Nothing may be left out, so copy every entry exactly.

**Provided records:**
↓

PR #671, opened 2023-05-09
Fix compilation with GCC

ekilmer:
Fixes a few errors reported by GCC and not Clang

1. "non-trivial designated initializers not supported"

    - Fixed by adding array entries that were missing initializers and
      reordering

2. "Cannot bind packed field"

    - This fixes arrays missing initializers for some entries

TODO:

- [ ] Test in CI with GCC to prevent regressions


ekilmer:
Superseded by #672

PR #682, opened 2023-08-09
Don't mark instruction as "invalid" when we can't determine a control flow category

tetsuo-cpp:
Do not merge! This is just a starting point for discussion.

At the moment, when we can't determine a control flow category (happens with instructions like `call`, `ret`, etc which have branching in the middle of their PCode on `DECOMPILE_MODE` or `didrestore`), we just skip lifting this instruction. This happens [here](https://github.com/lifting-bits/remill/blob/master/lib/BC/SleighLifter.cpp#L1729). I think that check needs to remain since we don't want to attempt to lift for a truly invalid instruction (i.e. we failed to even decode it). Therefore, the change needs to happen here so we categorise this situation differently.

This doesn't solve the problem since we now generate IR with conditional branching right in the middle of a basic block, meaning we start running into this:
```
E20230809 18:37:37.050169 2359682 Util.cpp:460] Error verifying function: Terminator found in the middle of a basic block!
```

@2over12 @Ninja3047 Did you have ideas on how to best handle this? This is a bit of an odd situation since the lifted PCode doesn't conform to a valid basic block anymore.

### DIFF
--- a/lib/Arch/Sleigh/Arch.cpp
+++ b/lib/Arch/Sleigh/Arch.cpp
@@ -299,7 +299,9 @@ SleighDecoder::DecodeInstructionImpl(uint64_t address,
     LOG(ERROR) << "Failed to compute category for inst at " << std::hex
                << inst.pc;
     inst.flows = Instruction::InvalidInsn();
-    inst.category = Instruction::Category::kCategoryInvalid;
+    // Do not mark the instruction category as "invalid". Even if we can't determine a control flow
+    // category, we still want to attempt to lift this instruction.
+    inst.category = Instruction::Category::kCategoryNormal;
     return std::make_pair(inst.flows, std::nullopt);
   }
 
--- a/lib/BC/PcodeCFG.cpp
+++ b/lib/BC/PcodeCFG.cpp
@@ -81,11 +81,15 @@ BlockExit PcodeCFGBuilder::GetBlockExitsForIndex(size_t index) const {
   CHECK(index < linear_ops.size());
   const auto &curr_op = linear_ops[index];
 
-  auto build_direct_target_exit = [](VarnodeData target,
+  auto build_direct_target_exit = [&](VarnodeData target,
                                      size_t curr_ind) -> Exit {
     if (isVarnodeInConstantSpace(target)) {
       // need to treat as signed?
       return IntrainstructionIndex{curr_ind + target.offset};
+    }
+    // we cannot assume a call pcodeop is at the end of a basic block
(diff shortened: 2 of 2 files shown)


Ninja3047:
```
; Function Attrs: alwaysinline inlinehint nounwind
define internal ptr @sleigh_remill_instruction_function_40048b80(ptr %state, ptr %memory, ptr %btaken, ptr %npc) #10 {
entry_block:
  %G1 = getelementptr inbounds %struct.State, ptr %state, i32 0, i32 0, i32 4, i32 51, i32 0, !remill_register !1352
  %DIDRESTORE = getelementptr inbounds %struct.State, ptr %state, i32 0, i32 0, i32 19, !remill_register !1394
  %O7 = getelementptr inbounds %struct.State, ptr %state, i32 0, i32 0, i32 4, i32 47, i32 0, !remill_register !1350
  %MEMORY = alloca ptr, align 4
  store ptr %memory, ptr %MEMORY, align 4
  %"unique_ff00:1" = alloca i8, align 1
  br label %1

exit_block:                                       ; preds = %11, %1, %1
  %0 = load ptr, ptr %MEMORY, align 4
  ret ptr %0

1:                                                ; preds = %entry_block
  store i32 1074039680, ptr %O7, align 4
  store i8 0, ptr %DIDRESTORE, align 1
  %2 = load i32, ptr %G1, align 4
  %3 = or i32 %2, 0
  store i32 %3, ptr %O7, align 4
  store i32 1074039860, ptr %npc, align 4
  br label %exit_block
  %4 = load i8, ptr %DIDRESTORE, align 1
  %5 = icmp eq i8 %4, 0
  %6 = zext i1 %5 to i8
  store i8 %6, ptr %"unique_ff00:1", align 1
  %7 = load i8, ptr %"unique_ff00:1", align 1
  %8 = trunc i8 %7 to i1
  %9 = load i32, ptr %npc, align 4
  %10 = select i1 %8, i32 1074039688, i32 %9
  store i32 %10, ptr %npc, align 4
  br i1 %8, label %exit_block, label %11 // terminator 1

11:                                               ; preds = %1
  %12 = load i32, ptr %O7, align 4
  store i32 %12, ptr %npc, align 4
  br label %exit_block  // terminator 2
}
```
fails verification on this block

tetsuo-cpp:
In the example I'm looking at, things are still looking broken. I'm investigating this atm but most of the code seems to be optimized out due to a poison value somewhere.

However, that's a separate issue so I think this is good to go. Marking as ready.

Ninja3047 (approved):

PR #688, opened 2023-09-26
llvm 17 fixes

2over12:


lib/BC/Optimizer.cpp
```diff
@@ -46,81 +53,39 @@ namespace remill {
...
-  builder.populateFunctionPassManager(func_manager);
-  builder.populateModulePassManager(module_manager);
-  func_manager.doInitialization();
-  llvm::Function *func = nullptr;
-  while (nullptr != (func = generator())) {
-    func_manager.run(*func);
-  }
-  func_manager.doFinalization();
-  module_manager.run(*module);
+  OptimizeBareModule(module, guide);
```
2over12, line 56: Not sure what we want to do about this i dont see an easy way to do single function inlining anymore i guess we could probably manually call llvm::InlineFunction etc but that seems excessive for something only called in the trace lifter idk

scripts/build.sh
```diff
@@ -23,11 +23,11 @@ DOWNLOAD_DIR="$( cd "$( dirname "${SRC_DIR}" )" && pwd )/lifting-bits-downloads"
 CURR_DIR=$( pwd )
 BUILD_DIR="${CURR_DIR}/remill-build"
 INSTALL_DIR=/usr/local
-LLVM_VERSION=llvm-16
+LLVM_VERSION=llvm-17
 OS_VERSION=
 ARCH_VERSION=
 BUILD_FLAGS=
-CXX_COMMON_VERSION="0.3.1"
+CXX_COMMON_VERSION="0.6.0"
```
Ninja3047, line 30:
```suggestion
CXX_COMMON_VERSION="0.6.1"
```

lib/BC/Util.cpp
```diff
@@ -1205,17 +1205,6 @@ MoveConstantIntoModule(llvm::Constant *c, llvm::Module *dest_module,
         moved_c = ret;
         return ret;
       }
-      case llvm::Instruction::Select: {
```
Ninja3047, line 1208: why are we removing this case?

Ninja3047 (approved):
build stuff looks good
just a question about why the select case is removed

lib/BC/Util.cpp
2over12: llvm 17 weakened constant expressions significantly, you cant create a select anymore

↑

**Output below:**
PR #671, opened 2023-05-09
Fix compilation with GCC

ekilmer:
Fixes a few errors reported by GCC and not Clang

1. "non-trivial designated initializers not supported"

    - Fixed by adding array entries that were missing initializers and
      reordering

2. "Cannot bind packed field"

    - This fixes arrays missing initializers for some entries

TODO:

- [ ] Test in CI with GCC to prevent regressions


ekilmer:
Superseded by #672

PR #682, opened 2023-08-09
Don't mark instruction as "invalid" when we can't determine a control flow category

tetsuo-cpp:
Do not merge! This is just a starting point for discussion.

At the moment, when we can't determine a control flow category (happens with instructions like `call`, `ret`, etc which have branching in the middle of their PCode on `DECOMPILE_MODE` or `didrestore`), we just skip lifting this instruction. This happens [here](https://github.com/lifting-bits/remill/blob/master/lib/BC/SleighLifter.cpp#L1729). I think that check needs to remain since we don't want to attempt to lift for a truly invalid instruction (i.e. we failed to even decode it). Therefore, the change needs to happen here so we categorise this situation differently.

This doesn't solve the problem since we now generate IR with conditional branching right in the middle of a basic block, meaning we start running into this:
```
E20230809 18:37:37.050169 2359682 Util.cpp:460] Error verifying function: Terminator found in the middle of a basic block!
```

@2over12 @Ninja3047 Did you have ideas on how to best handle this? This is a bit of an odd situation since the lifted PCode doesn't conform to a valid basic block anymore.

### DIFF
--- a/lib/Arch/Sleigh/Arch.cpp
+++ b/lib/Arch/Sleigh/Arch.cpp
@@ -299,7 +299,9 @@ SleighDecoder::DecodeInstructionImpl(uint64_t address,
     LOG(ERROR) << "Failed to compute category for inst at " << std::hex
                << inst.pc;
     inst.flows = Instruction::InvalidInsn();
-    inst.category = Instruction::Category::kCategoryInvalid;
+    // Do not mark the instruction category as "invalid". Even if we can't determine a control flow
+    // category, we still want to attempt to lift this instruction.
+    inst.category = Instruction::Category::kCategoryNormal;
     return std::make_pair(inst.flows, std::nullopt);
   }
 
--- a/lib/BC/PcodeCFG.cpp
+++ b/lib/BC/PcodeCFG.cpp
@@ -81,11 +81,15 @@ BlockExit PcodeCFGBuilder::GetBlockExitsForIndex(size_t index) const {
   CHECK(index < linear_ops.size());
   const auto &curr_op = linear_ops[index];
 
-  auto build_direct_target_exit = [](VarnodeData target,
+  auto build_direct_target_exit = [&](VarnodeData target,
                                      size_t curr_ind) -> Exit {
     if (isVarnodeInConstantSpace(target)) {
       // need to treat as signed?
       return IntrainstructionIndex{curr_ind + target.offset};
+    }
+    // we cannot assume a call pcodeop is at the end of a basic block
(diff shortened: 2 of 2 files shown)


Ninja3047:
```
; Function Attrs: alwaysinline inlinehint nounwind
define internal ptr @sleigh_remill_instruction_function_40048b80(ptr %state, ptr %memory, ptr %btaken, ptr %npc) #10 {
entry_block:
  %G1 = getelementptr inbounds %struct.State, ptr %state, i32 0, i32 0, i32 4, i32 51, i32 0, !remill_register !1352
  %DIDRESTORE = getelementptr inbounds %struct.State, ptr %state, i32 0, i32 0, i32 19, !remill_register !1394
  %O7 = getelementptr inbounds %struct.State, ptr %state, i32 0, i32 0, i32 4, i32 47, i32 0, !remill_register !1350
  %MEMORY = alloca ptr, align 4
  store ptr %memory, ptr %MEMORY, align 4
  %"unique_ff00:1" = alloca i8, align 1
  br label %1

exit_block:                                       ; preds = %11, %1, %1
  %0 = load ptr, ptr %MEMORY, align 4
  ret ptr %0

1:                                                ; preds = %entry_block
  store i32 1074039680, ptr %O7, align 4
  store i8 0, ptr %DIDRESTORE, align 1
  %2 = load i32, ptr %G1, align 4
  %3 = or i32 %2, 0
  store i32 %3, ptr %O7, align 4
  store i32 1074039860, ptr %npc, align 4
  br label %exit_block
  %4 = load i8, ptr %DIDRESTORE, align 1
  %5 = icmp eq i8 %4, 0
  %6 = zext i1 %5 to i8
  store i8 %6, ptr %"unique_ff00:1", align 1
  %7 = load i8, ptr %"unique_ff00:1", align 1
  %8 = trunc i8 %7 to i1
  %9 = load i32, ptr %npc, align 4
  %10 = select i1 %8, i32 1074039688, i32 %9
  store i32 %10, ptr %npc, align 4
  br i1 %8, label %exit_block, label %11 // terminator 1

11:                                               ; preds = %1
  %12 = load i32, ptr %O7, align 4
  store i32 %12, ptr %npc, align 4
  br label %exit_block  // terminator 2
}
```
fails verification on this block

tetsuo-cpp:
In the example I'm looking at, things are still looking broken. I'm investigating this atm but most of the code seems to be optimized out due to a poison value somewhere.

However, that's a separate issue so I think this is good to go. Marking as ready.

Ninja3047 (approved):

PR #688, opened 2023-09-26
llvm 17 fixes

2over12:


lib/BC/Optimizer.cpp
```diff
@@ -46,81 +53,39 @@ namespace remill {
...
-  builder.populateFunctionPassManager(func_manager);
-  builder.populateModulePassManager(module_manager);
-  func_manager.doInitialization();
-  llvm::Function *func = nullptr;
-  while (nullptr != (func = generator())) {
-    func_manager.run(*func);
-  }
-  func_manager.doFinalization();
-  module_manager.run(*module);
+  OptimizeBareModule(module, guide);
```
2over12, line 56: Not sure what we want to do about this i dont see an easy way to do single function inlining anymore i guess we could probably manually call llvm::InlineFunction etc but that seems excessive for something only called in the trace lifter idk

scripts/build.sh
```diff
@@ -23,11 +23,11 @@ DOWNLOAD_DIR="$( cd "$( dirname "${SRC_DIR}" )" && pwd )/lifting-bits-downloads"
 CURR_DIR=$( pwd )
 BUILD_DIR="${CURR_DIR}/remill-build"
 INSTALL_DIR=/usr/local
-LLVM_VERSION=llvm-16
+LLVM_VERSION=llvm-17
 OS_VERSION=
 ARCH_VERSION=
 BUILD_FLAGS=
-CXX_COMMON_VERSION="0.3.1"
+CXX_COMMON_VERSION="0.6.0"
```
Ninja3047, line 30:
```suggestion
CXX_COMMON_VERSION="0.6.1"
```

lib/BC/Util.cpp
```diff
@@ -1205,17 +1205,6 @@ MoveConstantIntoModule(llvm::Constant *c, llvm::Module *dest_module,
         moved_c = ret;
         return ret;
       }
-      case llvm::Instruction::Select: {
```
Ninja3047, line 1208: why are we removing this case?

Ninja3047 (approved):
build stuff looks good
just a question about why the select case is removed

lib/BC/Util.cpp
2over12: llvm 17 weakened constant expressions significantly, you cant create a select anymore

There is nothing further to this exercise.